Jul 10, 2009

on why i'm now catch and release

I am willing to now officially declare myself catch and release.

While I haven't put up a video post in a while now, over the past few months fishing in Jamaica Bay I've compiled footage that I saw as part of a post about pollution in the Bay - to be posted soon. Garbage floating by, DEP transport ships moving "sludge." My neighbor claims one on June night all his hooks came up covered with a black, oily substance. Alarming, but a mystery.

I'm officially putting up the white flag. I'll fish. I'll even give away my keepers to a nearby angler if he/she wants them. But I won't eat fish coming out of New York City waters anymore.

This week, several news stories ran on the fact that health warnings about contaminated fish were not posted at many popular fishing spots. In timely fashion, the signs - or lack of signs - were tied to the recession and the people who eat the fish and are presumably forced to do so. After all, it's free food, free protein swimming out there. Not to mention a fun hobby.

The sign issue has been rectified, or is set to be rectified. Don't worry, they didn't even cost that much.

In the past week or two, aside from the media coverage, coincidentally, I've read a decent amount of fish lit.

-"Gone Fishing," Mark Singer's great article on the Manhattan restaurant Esca in Secret Ingredients, a collection of food writing from The New Yorker.
-excerpts from Hemingway on Fishing, a collection of Papa's writing about fish and fishing

and, finally,

-the New York State Department of Health's "Chemicals in Sportfish and Game: 2009-2010 Health Advisories"

The fact that synched it for me - and still trying to hunt down exactly where I first read this: fish, no matter where they are caught in New York City waters contain the same or similar amounts of contaminants because they retain those contaminants for a period of time before they are expelled when the fish hit cleaner water. When they reach clean waters, eventually the fish lose most of their toxins. So, while they are near polluted waters, they most likely will still have the toxins from the polluted waters.

I suppose that doesn't rule out the idea that Jamaica Bay's waters might be cleaner than the Hudson River, but while the Hudson might have a tissue mill releasing thousands of gallons of waste into the water every day, Jamaica Bay has to worry about storm runoff, and seepage from an old landfill - all the while acting as a giant sponge for what washes off of the runways at JFK.

A report by Donald Malins, a researcher at the Pacific Northwest Research Foundation states that fish caught in New York Harbor had close to ten times the amount of PCBs than fish tested in Montauk, Long Island. Similarly, DDT levels in fish in NY Harbor were close to ten times the amount of the fish tested off Montauk.
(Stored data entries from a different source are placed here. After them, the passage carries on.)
Issue #309, opened 2017-10-10
Focus Management


kitsonk:
@kitsonk commented on [Wed Nov 16 2016](https://github.com/dojo/widget-core/issues/107)

**User Story**

A developer needs an easy way to manage focus in an application and easily move that focus.

**Discussion**

Focus management is a core bit of functionality to "get right".  Focus management in a virtual DOM though can require programatically setting focus on the real DOM node during a render.  It makes sense to consider an "abstraction" of some sort, that is integrated into the projector, that allows a focus manager to "collect" the real DOM nodes and when a widget needs to have its focus set, it would be a call to the projector with something like `setFocus(widget)` or `setFocus('widget-id')`.  Possibly this would be an `app` construct too.

Also, note that in many cases, the DOM/VDom root emitted by the widget would not be the focus node.  Therefore we will need a way identify the nodes that are the focus node for a particular widget (e.g. `data-focus-node` attribute).

---

@mwistrand commented on [Tue Apr 04 2017](https://github.com/dojo/widget-core/issues/107#issuecomment-291655897)

So would applications be required to pass the projector around in order for widgets to receive focus when they need it? In this case, how might widgets that have specific requirements for keyboard navigation handle focus management without requiring that the application explicitly pass in a projector instance?

---

@kitsonk commented on [Wed Apr 05 2017](https://github.com/dojo/widget-core/issues/107#issuecomment-291764917)

I think we need to switch it around...

Why would a widget need to grab focus?  It might need to express that "if I have focus, this sub part of me should be the focus" and some sort of "if you navigated within me, here is the current ordering of my focus points".  As a widget would reveal different sub-parts, it would re-render that "meta-data".

Remember, widgets are reactive.  They respond to things.  They don't actually do anything if we can avoid it at any cost.

The management part of it would have to occur at a point where some actor has a whole view of everything going on.  Widgets shouldn't take focus, otherwise it would be chaos, like little squabbling children.

---

@mwistrand commented on [Wed Apr 05 2017](https://github.com/dojo/widget-core/issues/107#issuecomment-291837160)

[...]

PR #332, opened 2017-10-25
372 - Escape key closes dialog

### LINKED ISSUE #327: Escape key should close Dialog
**Bug**

Hitting the escape key should close the Dialog component.

Package Version: latest

tomdye:
**Type:** bug

**Description:**

Close Dialog when escape key is pressed

Resolves #327

### DIFF
--- a/src/dialog/Dialog.ts
+++ b/src/dialog/Dialog.ts
@@ -68,9 +68,7 @@ export default class Dialog extends DialogBase<DialogProperties> {
 	}
 
 	private _onKeyUp(event: KeyboardEvent) {
-		const { keyCode } = event;
-
-		if (keyCode === Keys.Escape) {
+		if (event.keyCode === Keys.Escape) {
 			this._onCloseClick();
 		}
 	}
--- a/src/dialog/Dialog.ts
+++ b/src/dialog/Dialog.ts
@@ -3,6 +3,8 @@ import { WidgetBase } from '@dojo/widget-core/WidgetBase';
 import { ThemeableMixin, ThemeableProperties, theme } from '@dojo/widget-core/mixins/Themeable';
 import { v } from '@dojo/widget-core/d';
 import uuid from '@dojo/core/uuid';
+import { Keys } from '../common/util';
+import { createHandle } from '@dojo/core/lang';
 
 import * as css from './styles/dialog.m.css';
 import * as iconCss from '../common/styles/icons.m.css';
@@ -65,6 +67,24 @@ export default class Dialog extends DialogBase<DialogProperties> {
 		!this.properties.modal && this._onCloseClick();
 	}
 
+	private _onKeyUp(event: KeyboardEvent) {
+		const { keyCode } = event;
+
+		if (keyCode === Keys.Escape) {
+			this._onCloseClick();
+		}
+	}
+
+	constructor() {
+		super();
+
+		const keyUpFunc = this._onKeyUp.bind(this);
+		document.addEventListener('onkeyup', keyUpFunc);
+		this.own(createHandle(() => {
+			document.removeEventListener('onkeyup', keyUpFunc);
+		}));
+	}
+
 	render(): DNode {
 		const {
 			closeable = true,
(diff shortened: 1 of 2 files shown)


tomdye:
Looks like CI is failing due to textinput functional test failure

src/dialog/Dialog.ts
```diff
@@ -65,6 +67,24 @@ export default class Dialog extends DialogBase<DialogProperties> {
 		!this.properties.modal && this._onCloseClick();
 	}
 
+	private _onKeyUp(event: KeyboardEvent) {
+		const { keyCode } = event;
```
bitpshr: You could either destructure the argument itself to save two lines (`private _onKeyUp({ keyCode }) {`) or you could really not even destructure at all since you only ever reference a property on `event` once, so it's equally as optimal to just use `event.keyCode` directly. That'd be my vote, not to over-destructure.

src/dialog/Dialog.ts
```diff
@@ -65,6 +67,24 @@ export default class Dialog extends DialogBase<DialogProperties> {
...
+		if (keyCode === Keys.Escape) {
+			this._onCloseClick();
+		}
+	}
+
+	constructor() {
+		super();
+
+		const keyUpFunc = this._onKeyUp.bind(this);
+		document.addEventListener('onkeyup', keyUpFunc);
```
bitpshr: I really don't like having to use a document-level handler for this. Is it possible instead to use the root node and to trap focus somehow?

src/dialog/Dialog.ts
tomdye: happy to do so.

src/dialog/Dialog.ts
tomdye: This is a similar approach to that used in `SlidePane`. I don't believe it's worthwhile adding `focus trapping` complications at this point before we have a focus management meta / mixin available. I could attach / detach the listener when the dialog is open / closed instead perhaps?

bitpshr: Fair enough.

src/dialog/Dialog.ts
```diff
@@ -65,6 +67,22 @@ export default class Dialog extends DialogBase<DialogProperties> {
 		!this.properties.modal && this._onCloseClick();
 	}
 
+	private _onKeyUp(event: KeyboardEvent) {
+		if (event.keyCode === Keys.Escape) {
```
smhigley: we generally use `event.which` in widgets. There's no difference for the escape key, but it's nice to standardize things.

src/dialog/Dialog.ts
smhigley: I think it's fine to have the handler on the root of the modal. It's not keyboard accessible now anyway without focus trapping, so I don't think it's worth the document-level handler for this.

src/dialog/Dialog.ts
```diff
@@ -78,11 +96,15 @@ export default class Dialog extends DialogBase<DialogProperties> {
 			underlay
 		} = this.properties;
 
+		document.body.onkeyup = this._onKeyUp.bind(this);
```
smhigley: Is this necessary, since you already have the `document.addEventListener`?

src/dialog/Dialog.ts
tomdye: @smhigley  i couldn't get it to trigger the callback on the root of the model, but i will give it another go to make sure i did not mess it up.

src/dialog/Dialog.ts
tomdye: I copied this from `titlepane`, happy to change as we should encourage consistency.

tomdye: raised: https://github.com/dojo/widgets/issues/341 to address

src/dialog/Dialog.ts
smhigley: @tomdye it's a little unfortunate in that the focus doesn't move into the modal when it opens right now :/. I made my stuff comments rather than requested changes b/c I would totally understand if you decide to continue with the current approach so it just works.

src/dialog/Dialog.ts
tomdye: unlikely, must have been a mistake.

src/dialog/Dialog.ts
smhigley: haha didn't even notice `titlepane` still had keyCode 😆

smhigley: I was also debating making the switch over to `event.key`, since I think the support is pretty much there now.

src/dialog/Dialog.ts
tomdye: not a problem, i guess that this is something that we can address when focus management becomes a thing.

src/dialog/Dialog.ts
tomdye: feel free to add a comment on https://github.com/dojo/widgets/issues/341

tomdye:
@smhigley @bitpshr comments addressed

bitpshr:
Looks good to merge Tom. I added [a comment](https://github.com/dojo/widgets/issues/309#issuecomment-340837295) to #309 to remove the document-level handler after focus management is sorted.

PR #336, opened 2017-10-27
Simplify widget render

### LINKED ISSUE #316: Break out render() code
Break out `render()` code into more manageable chunks, specifically in the following ways:

   - For widgets that generate more DOM, move sensible chunks into separate functions, e.g. `renderControls()` for the buttons in ComboBox, or `renderOptions` in Listbox.
   - For widgets that render children, e.g. TabController, return `this.children` in a separate function. Just as an example, this would make it much easier to add custom loading content.
   - Split "state" classes into a separate function (`getModifierClasses`?) for all widgets that could potentially support multiple visual states, e.g. `loading` or `dirty` on a tab button.
   - If a widget uses an icon, generate the icon separately. Swapping out icons or using something other than a font icon for a visual symbol seems like a fairly common modification, e.g. changing left/right month arrows in Calendar for text, or tiny month preview images.
   - Widgets that calculate inline styles (right now only Slider, I think) should do so in a separate fn. This would allow a triangular volume slider to adjust the height of the thumb as it changes, for example.

smhigley:
**Type:** feature

**Description:**

Resolves #316 

Makes widgets more easily extensible by simplifying the render code, particularly addressing these points from the issue:
- break out large chunks of rendered dom
- state classes are returned in a function
- icons are broken out
- inline styles are calculated separately

### DIFF
--- a/src/button/Button.ts
+++ b/src/button/Button.ts
@@ -70,11 +70,11 @@ export default class Button extends ButtonBase<ButtonProperties> {
 	private _onTouchEnd (event: TouchEvent) { this.properties.onTouchEnd && this.properties.onTouchEnd(event); }
 	private _onTouchCancel (event: TouchEvent) { this.properties.onTouchCancel && this.properties.onTouchCancel(event); }
 
-	protected getContent() {
+	protected getContent(): DNode[] {
 		return this.children;
 	}
 
-	protected getModifierClasses() {
+	protected getModifierClasses(): (string | null)[] {
 		const {
 			disabled,
 			popup = false,
@@ -88,7 +88,7 @@ export default class Button extends ButtonBase<ButtonProperties> {
 		];
 	}
 
-	protected renderPopupIcon() {
+	protected renderPopupIcon(): DNode {
 		return v('i', { classes: this.classes(css.addon, iconCss.icon, iconCss.downIcon),
 			role: 'presentation', 'aria-hidden': 'true'
 		});
--- a/src/button/Button.ts
+++ b/src/button/Button.ts
@@ -70,6 +70,30 @@ export default class Button extends ButtonBase<ButtonProperties> {
 	private _onTouchEnd (event: TouchEvent) { this.properties.onTouchEnd && this.properties.onTouchEnd(event); }
 	private _onTouchCancel (event: TouchEvent) { this.properties.onTouchCancel && this.properties.onTouchCancel(event); }
 
+	protected getContent() {
+		return this.children;
+	}
+
+	protected getModifierClasses() {
+		const {
+			disabled,
+			popup = false,
+			pressed
+		} = this.properties;
+
+		return [
+			disabled ? css.disabled : null,
+			popup ? css.popup : null,
+			pressed ? css.pressed : null
+		];
+	}
+
+	protected renderPopupIcon() {
+		return v('i', { classes: this.classes(css.addon, iconCss.icon, iconCss.downIcon),
+			role: 'presentation', 'aria-hidden': 'true'
+		});
+	}
+
 	render(): DNode {
 		let {
 			describedBy,
@@ -87,12 +111,7 @@ export default class Button extends ButtonBase<ButtonProperties> {
 		}
 
 		return v('button', {
-			classes: this.classes(
-				css.root,
-				disabled ? css.disabled : null,
-				popup ? css.popup : null,
-				pressed ? css.pressed : null
-			),
+			classes: this.classes(css.root, ...this.getModifierClasses()),
 			disabled,
 			id,
 			name,
@@ -115,10 +134,8 @@ export default class Button extends ButtonBase<ButtonProperties> {
 			'aria-pressed': typeof pressed === 'boolean' ? pressed.toString() : null,
 			'aria-describedby': describedBy
 		}, [
-			...this.children,
-			popup ? v('i', { classes: this.classes(css.addon, iconCss.icon, iconCss.downIcon),
-				role: 'presentation', 'aria-hidden': 'true'
-			}) : null
+			...this.getContent(),
+			popup ? this.renderPopupIcon() : null
 		]);
 	}
 }
--- a/src/calendar/Calendar.ts
+++ b/src/calendar/Calendar.ts
@@ -1,7 +1,7 @@
 import { WidgetBase } from '@dojo/widget-core/WidgetBase';
 import { ThemeableMixin, ThemeableProperties, theme } from '@dojo/widget-core/mixins/Themeable';
 import { v, w } from '@dojo/widget-core/d';
-import { DNode, Constructor } from '@dojo/widget-core/interfaces';
+import { DNode } from '@dojo/widget-core/interfaces';
 import uuid from '@dojo/core/uuid';
 import { Keys } from '../common/util';
 import { CalendarMessages } from './DatePicker';
@@ -16,7 +16,6 @@ import * as iconCss from '../common/styles/icons.m.css';
  *
  * Properties that can be set on a Calendar component
  *
- * @property CustomDateCell    Custom widget constructor for the date cell. Should use CalendarCell as a base.
  * @property labels            Customize or internationalize accessible text for the Calendar widget
  * @property month             Set the currently displayed month, 0-based
  * @property monthNames        Customize or internationalize full month names and abbreviations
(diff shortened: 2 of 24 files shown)


src/button/Button.ts
```diff
@@ -70,6 +70,30 @@ export default class Button extends ButtonBase<ButtonProperties> {
 	private _onTouchEnd (event: TouchEvent) { this.properties.onTouchEnd && this.properties.onTouchEnd(event); }
 	private _onTouchCancel (event: TouchEvent) { this.properties.onTouchCancel && this.properties.onTouchCancel(event); }
 
+	protected getContent() {
```
bitpshr: It may be nice to embrace ES getters if no arguments are passed to these:

```ts
get content() {
    return this.children;
}
```

src/calendar/tests/unit/Calendar.ts
```diff
@@ -20,11 +20,9 @@ const compareId = compareProperty((value: any) => {
 	return typeof value === 'string';
 });
 
-let dateIndex = -1;
 const expectedDateCell = function(widget: any, date: number, active: boolean) {
-	dateIndex++;
 	return w(CalendarCell, {
-		key: `date-${dateIndex}`,
+		key: `date-${date}${active ? '' : '-dimmed'}`,
```
bitpshr: Why was this change necessary?

src/calendar/Calendar.ts
```diff
@@ -16,7 +16,6 @@ import * as iconCss from '../common/styles/icons.m.css';
  *
  * Properties that can be set on a Calendar component
  *
- * @property CustomDateCell    Custom widget constructor for the date cell. Should use CalendarCell as a base.
```
bitpshr: Did you remove sub-widgets as part of this PR as well?

src/button/Button.ts
tomdye: i'd say this is overkill @bitpshr especially if the `getter` ends up doing more than simply getting.

src/calendar/Calendar.ts
```diff
@@ -321,38 +320,65 @@ export default class Calendar extends CalendarBase<CalendarProperties> {
...
+			onRequestMonthChange: (requestMonth: number) => {
+				onMonthChange && onMonthChange(requestMonth);
+			},
+			onRequestYearChange: (requestYear: number) => {
+				onYearChange && onYearChange(requestYear);
+			}
+		});
+	}
+
+	protected renderPagingButtonContent(type: 'next' | 'previous') {
```
tomdye: `next` / `previous` would be better as a string enum

src/calendar/DatePicker.ts
```diff
@@ -191,7 +191,38 @@ export default class DatePicker extends DatePickerBase<DatePickerProperties> {
 		onPopupChange && onPopupChange(this._getPopupState());
 	}
 
-	private _renderMonthRadios() {
+	protected renderControlsTrigger(type: 'month' | 'year'): DNode {
```
tomdye: string enum

src/calendar/DatePicker.ts
```diff
@@ -215,7 +246,20 @@ export default class DatePicker extends DatePickerBase<DatePickerProperties> {
 		]));
 	}
 
-	private _renderYearRadios() {
+	protected renderPagingButtonContent(type: 'next' | 'previous') {
```
tomdye: string enum

src/button/Button.ts
bitpshr: Fair.

src/calendar/Calendar.ts
smhigley: The problem is sub-widgets make it much easier to handle data binding on event handlers (e.g. `onClick` on a specific date cell returns the correct date and disabled state). Based on talking with Ant, I think the compromise reached was to leave in sub-widgets, but try not to expose them to the user

src/calendar/tests/unit/Calendar.ts
smhigley: when I moved rendering the actual date cell into its own function (`renderDateCell`), I didn't have access to the index any more, and it seemed overkill to pass it in just for the key, when I could also generate a unique key based on the date and currentMonth.

src/calendar/Calendar.ts
smhigley: I've been wondering if it makes sense to remove the typedoc for CalendarCell. It's marginally useful to developers wanting to extend CalendarCell, but I definitely don't want it showing up in Dojo documentation

src/timepicker/TimePicker.ts
```diff
@@ -166,41 +166,50 @@ export const TimePickerBase = ThemeableMixin(WidgetBase);
...
+	}
+
+	private _getOptionLabel(value: TimeUnits) {
+		const { getOptionLabel } = this.properties;
+		const units = parseUnits(value);
+		return getOptionLabel ? getOptionLabel(units) : this._formatUnits(units);
+	}
+
+	private _onNativeBlur(event: FocusEvent) {
+		this.properties.onBlur && this.properties.onBlur((<HTMLInputElement> event.target).value);
```
pottedmeat: You could add this interface and use this instead of `FocusEvent` to clean things up a little.

```ts
interface FocusInputEvent extends FocusEvent {
	target: HTMLInputElement;
}
```

src/titlepane/TitlePane.ts
```diff
@@ -108,36 +132,19 @@ export default class TitlePane extends TitlePaneBase<TitlePaneProperties> {
...
-					closeable ? css.closeableFixed : null,
-					css.titleFixed
-				),
-				onclick: this._onTitleClick,
-				onkeyup: this._onTitleKeyUp,
+				classes: this.classes(css.title, ...this.getModifierClasses()).fixed(css.titleFixed, ...this.getFixedModifierClasses()),
 				role: 'heading'
 			}, [
-				v('div', {
+				v('button', {
```
pottedmeat: Why did this change to a button?

src/titlepane/TitlePane.ts
```diff
@@ -108,36 +132,19 @@ export default class TitlePane extends TitlePaneBase<TitlePaneProperties> {
...
-					'aria-disabled': closeable ? null : 'true',
 					'aria-expanded': String(open),
+					disabled: !closeable,
 					classes: this.classes(css.titleButton),
 					id: this._titleId,
-					role: 'button',
-					tabIndex: closeable ? 0 : -1
+					onclick: this._onTitleClick
 				}, [
-					v('i', {
```
pottedmeat: Why isn't this displayed anymore?

src/calendar/DatePicker.ts
```diff
@@ -191,7 +207,38 @@ export default class DatePicker extends DatePickerBase<DatePickerProperties> {
...
+		const onclick = type === Controls.month ? this._onMonthButtonClick : this._onYearButtonClick;
+
+		return v('button', {
+			key: `${type}-button`,
+			'aria-controls': `${this._idBase}_${type}_dialog`,
+			'aria-expanded': `${open}`,
+			'aria-haspopup': 'true',
+			id: `${this._idBase}_${type}_button`,
+			classes: this.classes(
+				(css as any)[`${type}Trigger`],
```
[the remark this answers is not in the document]
smhigley: yeah, I chose concise code over css types in this particular case, but I was kinda ambivalent about it.

src/titlepane/TitlePane.ts
smhigley: I always thought it should be a button, since one of the basic a11y principles in our widget design is to use native elements whenever possible. I just took this widget pattern PR as a good place to change it. It also simplifies the code a ton, since we no longer need to handle focus and key events manually.

src/titlepane/TitlePane.ts
smhigley: it is, I just moved it to `this.renderExpandIcon()`

src/calendar/DatePicker.ts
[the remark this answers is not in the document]
pottedmeat: The closest thing I found is:

```ts
const ControlTrigger: { [key: string]: 'monthTrigger' | 'yearTrigger' } = {
	[Controls.month]: 'monthTrigger',
	[Controls.year]: 'yearTrigger'
};

const ControlTriggerActive: { [key: string]: 'monthTriggerActive' | 'yearTriggerActive' } = {
	[Controls.month]: 'monthTriggerActive',
	[Controls.year]: 'yearTriggerActive'
};
```

```ts
css[ControlTrigger[type]],
open ? css[ControlTriggerActive[type]] : null
```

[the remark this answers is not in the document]
pottedmeat: ^^ This still misses type safety on the key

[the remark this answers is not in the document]
pottedmeat: Something like this adds type safety and minimal code but does require a lot of manually typed strings.

```ts
function controlClass(control: Controls, suffix: 'Trigger' | 'TriggerActive'): 'monthTrigger' | 'monthTriggerActive' | 'yearTrigger' | 'yearTriggerActive' {
	return `${control}${suffix}` as any;
}
```

PR #340, opened 2017-10-30
SlidePane: Add top / bottom support

### LINKED ISSUE #323: SlidePane - Support top/bottom?
**Enhancement**

Would it make sense to support top/bottom anchoring for a SlidePane?  I have a use case where I would want to slide out some diagnostic information from the bottom of a UI.

bitpshr:
**Type:** feature

**Description:**

This PR adds top and bottom alignment support to the SlidePane component.

Resolves #323


src/slidepane/SlidePane.ts
```diff
@@ -11,16 +11,18 @@ import uuid from '@dojo/core/uuid';
  * Enum for left / right alignment
  */
 export const enum Align {
-	left,
-	right
+	bottom = 'bottom',
```
bitpshr: I was hoping to get clever and use string enum values as indexes when accessing CSS classes, but it didn't work out as nicely as I'd hoped.

src/slidepane/SlidePane.ts
```diff
@@ -50,19 +52,46 @@ const DEFAULT_WIDTH = 320;
...
 
+	get plane() {
+		const { align = Align.left } = this.properties;
+		return align === Align.left || align === Align.right ? Plane.x : Plane.y;
+	}
+
+	private _getDelta(event: MouseEvent & TouchEvent, eventType: string) {
+		const { align = Align.left } = this.properties;
+
+		if (this.plane === Plane.x) {
```
bitpshr: Originally I got cleverer about how heavily I refactored all these `Plane.x` vs. `Plane.y` logic branches, but readability was pure despite saving many LOC.

src/slidepane/SlidePane.ts
```diff
@@ -156,7 +189,10 @@ export default class SlidePane extends SlidePaneBase<SlidePaneProperties> {
 
 		const contentClasses = [
 			css.pane,
-			align === Align.left ? css.left : css.right,
+			align === Align.left ? css.left : null,
```
bitpshr: This is where I originally tried to get clever using string enum values above for `Align`. I couldn't get it to work because of typings and indexes. Happy to try a less verbose approach though.

src/slidepane/SlidePane.ts
kitsonk: You would need it to be [something like this](https://www.typescriptlang.org/play/#src=const%20enum%20Align%20%7B%0A%20%20bottom%20%3D%20'bottom'%2C%0A%20%20top%20%3D%20'top'%2C%0A%20%20left%20%3D%20'left'%2C%0A%20%20right%20%3D%20'right'%0A%7D%0A%0Adeclare%20const%20css%3A%20%7B%20%5BK%20in%20Align%5D%3A%20string%3B%20%7D%3B%0A%0Alet%20direction%20%3D%20Align.bottom%3B%0A%0Aconst%20classes%20%3D%20%5B%20css%5Bdirection%5D%20%5D%3B%0A) I suspect:

```ts
const enum Align {
  bottom = 'bottom',
  top = 'top',
  left = 'left',
  right = 'right'
}

declare const css: { [K in Align]: string; };

let direction = Align.bottom;

const classes = [ css[direction] ];
```

src/slidepane/example/index.ts
```diff
@@ -94,4 +94,4 @@ export class App extends WidgetBase<WidgetProperties> {
 const Projector = ProjectorMixin(App);
 const projector = new Projector();
 
-projector.append();
+projector.append();
```
kitsonk: Suspect this is a mistake...  should end with a newline

bitpshr:
Thanks @kitsonk. Ready for another glance if you have a chance.

src/slidepane/SlidePane.ts
```diff
@@ -50,19 +52,42 @@ const DEFAULT_WIDTH = 320;
...
 	private _content: HTMLElement;
-	private _initialX: number;
+	private _initialPosition: number;
 	private _slideIn: boolean;
 	private _swiping: boolean;
 	private _titleId = uuid();
 	private _transform: number;
 	private _wasOpen: boolean;
 
+	get plane() {
```
tomdye: protected / private?

src/slidepane/styles/slidePane.m.css
```diff
@@ -72,19 +100,22 @@
...
 }
 
-.left.slideIn {
-	transition: transform ease-in-out var(--short-animation-duration);
+.bottomFixed.slideInFixed {
+	transform: translateY(0%) !important;
 }
 
-.right.slideIn {
+.left.slideOut,
```
tomdye: do you really need `.right` / `.top` etc prefixes here? Looks like you've added all of them

bitpshr:
@tomdye ready for another review, thanks!

PR #346, opened 2017-10-31
Fix broken functional tests

bryanforbes:
**Type:** bug

**Description:**

* Run Firefox on Windows 10 to always get latest version
* Change AccordionPane test to click on heading (Edge and Safari drivers have broken click)
* Change TextInput example to use onInput (Edge and Safari drivers don't fire onChange correctly)
* Change TextInput test to compare active element instead of CSS classes


tomdye:
Are the extra `sleep(500)` calls really necessary ?

bryanforbes:
> Are the extra sleep(500) calls really necessary ?

Actually, since the example is using `onInput`, the whole switching focus code is unnecessary. I'll rework the test.

PR #347, opened 2017-11-01
Slider dragging bug

### LINKED ISSUE #328: Slider issue in FireFox
**Bug**

The Slider sometimes doesn't slide when dragged using the mouse in FireFox on OSX.

Package Version: latest

smhigley:
**Type:** bug

**Description:**

Resolves #328 

Updated theme styles to make the invisible input controls larger. I also added `onChange` in the example page to fix a VO + Safari issue where the visual UI didn't update while interacting with the input.

### DIFF
--- a/src/slider/example/index.ts
+++ b/src/slider/example/index.ts
@@ -60,6 +60,7 @@ export class App extends WidgetBase<WidgetProperties> {
 				},
 				step: 1,
 				value: tribbleValue,
+				onChange: this.onTribbleInput,
 				onInput: this.onTribbleInput,
 				theme: this._theme
 			}),
@@ -87,6 +88,7 @@ export class App extends WidgetBase<WidgetProperties> {
 					});
 				},
 				outputIsTooltip: true,
+				onChange: this.onTribbleInput,
 				onInput: this.onVerticalInput,
 				theme: this._theme
 			})
--- a/src/themes/dojo/slider.m.css
+++ b/src/themes/dojo/slider.m.css
@@ -39,20 +39,21 @@
 }
 
 .input {
-	height: var(--border-width);
+	height: 15px;
 	outline: none;
+	top: -7px;
 }
 .input::-ms-thumb {
-	height: calc(var(--grid-base) * 2);
-	width: calc(var(--grid-base) * 2);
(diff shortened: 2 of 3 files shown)


src/slider/example/index.ts
```diff
@@ -60,6 +60,7 @@ export class App extends WidgetBase<WidgetProperties> {
 				},
 				step: 1,
 				value: tribbleValue,
+				onChange: this.onTribbleInput,
```
bitpshr: Does this mean that both onChange and onInput are required when using this component in certain browsers?

src/themes/dojo/slider.m.css
```diff
@@ -39,20 +39,21 @@
 }
 
 .input {
-	height: var(--border-width);
+	height: 15px;
```
bitpshr: Is this component-specific?

src/themes/dojo/variables.css
```diff
@@ -68,6 +68,7 @@
 	--grid-base: 8px;
 	--spacing-regular: var(--grid-base);
 	--spacing-large: calc(var(--grid-base) * 2);
+	--touch-target-min: 48px;
```
bitpshr: You could base this on `--grid-base` like other derived variables.

src/themes/dojo/slider.m.css
smhigley: yeah, I just picked a number that seemed big enough. I'm not sure what variable it would be / if it should even be a variable

src/themes/dojo/variables.css
smhigley: I considered it, but I think it's actually an independent pixel value in its own right, based on recommendations for minimum touch target sizes. If it were based on `--grid-size`, that would imply it could change if you changed the grid base, whereas I think it should always stay the same

src/slider/example/index.ts
bitpshr: (we chatted about this, only for VO + Safari)

bitpshr:
🚢

src/slider/example/index.ts
smhigley: I need to remember to file a bug report with VoiceOver :P

PR #356, opened 2017-11-02
Use output of tcm and update unit tests

### LINKED ISSUE #307: tcm should be part of the build process
**Enhancement**

`tcm` should be added to the grunt `dev` and `dist` process to ensure that our styles are aligned properly to the CSS classes in the style files.

maier49:
**Type:** bug introfuced by a feature

**Description:**
This updates the existing types to the output of the new `tcm` task in grunt, based on the current css files, and fixes some related issues in unit tests where they are asserting the presence of non existent classes.

Along with a new release of grunt-dojo2, this will resolve #307


maier49:
The churn is purely because of using `tcm`. This was the only file that had extra classes that weren't in the actual css file apparently, so it was the only one that changed.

The official word on striped bass in Jamaica Bay is actually better than I thought. Turns out, the official advisory is that adult males "eat no more than one meal per week of American eel, bluefish, striped bass and smaller [under 25-inch] weakfish," if you can manage to catch one of those suckers.

But, listen, I'm out. I'm officially a catch and release guy. It's just a shame that it's come to this point. Man has been living and eating out of these waters for so long and now we've done so much damage to the fish that were here before us.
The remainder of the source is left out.